Las Vegas Sun

May 5, 2024

An alert citizenry can save children’s lives

It takes just a second to get involved -- to call police when something seems suspicious, to connect a photo on a missing child poster with a face on the street, to stop and think about a life other than your own.

That second has come to define Judy Gifford's existence.

The past three years have seen her circulating fliers, tacking up posters, and appealing to audiences to help find missing children -- first her own daughter, Kali Ann Poulton, and now other people's.

She's learned the hard way that it takes a community to save a child, a lesson that for Kali boiled down to a second.

Weeks before her 4 1/2-year-old daughter disappeared, Gifford said her neighbor unknowingly had the chance in the spring of 1994 to save Kali's life. The neighbor, also a mother, was told one day by her child that a man in their apartment complex had exposed himself to her while she was playing.

The mother could have called police the second she found out, but didn't, Gifford said. A short time after that, Kali disappeared. Her strangled body was found 27 months later at the bottom of a 33,000-gallon tank of coolant after the same man confessed to the blue-eyed blonde's murder.

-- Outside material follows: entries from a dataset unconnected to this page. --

PR #3158, opened 2021-02-19
feat(why): implement shorthands for "--dev" & "--prod" options

### LINKED ISSUE #3153: pnpm why - "-D" and "-P" options doesn't work
git clone https://github.com/Liwoj/pnpm-audit.git
pnmp install
pnpm why bundle-stats-webpack-plugin -P
OR pnpm why bundle-stats-webpack-plugin -D

### Expected behavior:
`-P` and `-D` options work same as `--prod` or `--dev` options

### Actual behavior:
Error is thrown:
"Unknown option: 'save-prod'" for `-P`
"Unknown option: 'save-dev'" for `-D`

### Additional information:
 - `node -v` prints: v14.15.5
 - Windows, macOS, or Linux?: Win10 x64

Liwoj:
close #3153

### DIFF
--- a/.changeset/giant-tigers-smoke.md
+++ b/.changeset/giant-tigers-smoke.md
@@ -1,0 +1,5 @@
+---
+"@pnpm/plugin-commands-listing": patch
+---
+
+Implement shorthands for "--dev" & "--prod" options of `why` command
--- a/packages/plugin-commands-listing/src/why.ts
+++ b/packages/plugin-commands-listing/src/why.ts
@@ -25,6 +25,11 @@ export const cliOptionsTypes = () => ({
   recursive: Boolean,
 })
 
+export const shorthands = {
+  D: '--dev',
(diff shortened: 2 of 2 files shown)


ExE-Boss:
You should add tests for this.

Liwoj:
This is just a very small change - basically just copy pasting code from other commands to make `why` more consistent with other commands using same options...

But if test is really required, maybe you can help me. There are many pnpm commands using options and shortcuts but I'm not able find any existing test I can use as a template (to make it consistent across the project). But I'm pretty new to codebase so maybe it's just my fault....

Thanks

zkochan:
It's ok, tests are not needed in this case. Or at least we don't have these type of tests currently. I would prefer not to test this with integration tests.

But please create a changeset. `pnpm run changeset` in the repo root.

zkochan (approved):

Gifford does not dwell on those moments; she shared them candidly this week at the Las Vegas Convention Center hoping to reach the ears of a society too busy to listen until they, too, become a victim.

"We always think we are so busy, that we are being pulled in so many different directions," said Gifford, who has opened the Kali Search Center to help find other missing children.

"Every 40 seconds, a child is reported missing. This society seems to look at children as if they are expendable. That mother's decision not to get involved ended in my child's murder. Children affect all of us. They are our future."

Gifford's brief visit in Las Vegas was timed to coincide with the National School Supply and Equipment Association trade show. Once geared to buyers of books and audio-video equipment, the biannual gathering's focus now includes missing children.

David Thelen's trade show booth represents that collective consciousness.

Since he launched the nonprofit Committee for Missing Children in 1991, he has managed to get 535 missing children's photos published 550 million times on fliers, mailers and posters that now hang in Sam's Clubs and Wal-Marts across the country.

One of his proudest successes sprang from an idea developed after spending 15 years as a school supplies sales representative.

Realizing that some missing children could be alive and living under different names -- by abduction, black market adoption, or even as runaways -- Thelen convinced paper suppliers to start printing missing children's photos on construction paper wrappers.

Sure enough, one day a teacher in a school in the Midwest recognized a student in her class as the boy on the construction paper wrapper she'd just opened.

"Adam had been missing for four years," Thelen said. "We found him."

Thelen since has devoted his entire life to CMC, surviving off his wife's salary as a head secretary for a Brinks delivery service branch manager.

"Children are not widgets; this isn't a business you get into to make money," Thelen said. "All of us have to take a loss on this. I'm doing this because I want parents to have the best possibility of finding their children. We should think of the child first, the parent second, and making money after that."

Thelen said he doesn't charge parents to print their missing children's photos; he only needs their permission.

"The biggest problem is finding out who's missing," he said. "According to statistics, 8,000 children disappear every year. That means 8,000 this year, 8,000 last year, 8,000 the year before. I will print up fliers of anyone's child, as long as they promise to pass them out."

CMC targets schools and businesses, Thelen said, and is the second largest distributor of missing children's photos, behind Advo, which regularly distributes 53 million cards a week in residents' mailboxes across the country.

"What I've always admired about David is that he didn't have to lose a child to realize the need to help other parents find theirs," said Gifford, who Thelen helped by sending Kali's photo even into Mexico. "He did it all on his own."